Aberrant B7-H4 expression in
cancer tissues serves as a novel prognostic
biomarker for poor survival in patients with
cancer. However, the factor(s) that induce
cancer cell-associated B7-H4 remain to be fully elucidated. We herein demonstrate that
hypoxia upregulates B7-H4 transcription in primary CD138(+)

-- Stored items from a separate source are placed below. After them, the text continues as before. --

PR #443, opened 2019-08-10
Fix BRIN blocks successor of themselves

eolivelli:
Due to a wrong assumption, ordering between blocks tree and blocks next relationship differs when splitting a block and the split key is equals to the next block min key. When traversing blocks tree the old one comes before the new (wrong!) but following nex relationship it follow in the right way.
Due to this misbehaviour can even happens that after a checkpoint or node merges a node next elements is itself (which is deeply wrong)

-----------------------------------------------------------

@diegosalvi  I have created a reproducer for the problem about BRIN.
Now finding a fix should be easier

The test is using a fixed seed for the Random instance so the behaviour is 100% determistic. no need for concurrency

### DIFF
--- a/herddb-core/src/main/java/herddb/index/brin/BRINIndexManager.java
+++ b/herddb-core/src/main/java/herddb/index/brin/BRINIndexManager.java
@@ -109,7 +109,7 @@ public class BRINIndexManager extends AbstractIndexManager {
         }
 
         void serialize(ExtendedDataOutputStream out) throws IOException {
-            out.writeVLong(2); // version
+            out.writeVLong(3); // version
             out.writeVLong(0); // flags for future implementations
 
             out.writeVInt(this.type);
@@ -135,12 +135,12 @@ public class BRINIndexManager extends AbstractIndexManager {
                         if (!head) {
                             out.writeArray(md.firstKey);
                         }
-                        out.writeVLong(md.blockId);
+                        out.writeZLong(md.blockId);
                         out.writeVLong(md.size);
                         out.writeVLong(md.pageId);
 
                         if (!tail) {
-                            out.writeVLong(md.nextBlockId);
+                            out.writeZLong(md.nextBlockId);
                         }
                     }
                     break;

multiple myeloma cells and
cancer cell lines. In support of this finding, analysis of the
Multiple Myeloma Genomics Portal (
MMGP) data set revealed a positive correlation between the
mRNA expression levels of B7-H4 and the endogenous
hypoxia marker carbonic anhydrogenase 9.
Hypoxia-induced B7-H4 expression was detected in the cytoplasm, but not in
cancer cell membranes.
Chromatin immunoprecipitation analysis demonstrated binding of
hypoxia-inducible factor-1α (HIF-1α) to proximal
hypoxia-response element (HRE) sites within the B7-H4 promoter. Knockdown of HIF-1α and pharmacological inhibition of HIF-1α diminished B7-H4 expression. Furthermore, knockdown of cytoplasmic B7-H4 in MCF-7 decreased the S-phase cell population under
hypoxia. Finally,
MMGP analysis revealed a positive correlation between the transcript levels of B7-H4 and proliferation-related genes including MKI67, CCNA1, and Myc in several patients with
multiple myeloma. Our results provide insight into the mechanisms underlying B7-H4 upregulation and its role in
cancer cell proliferation in a hypoxic tumor microenvironment.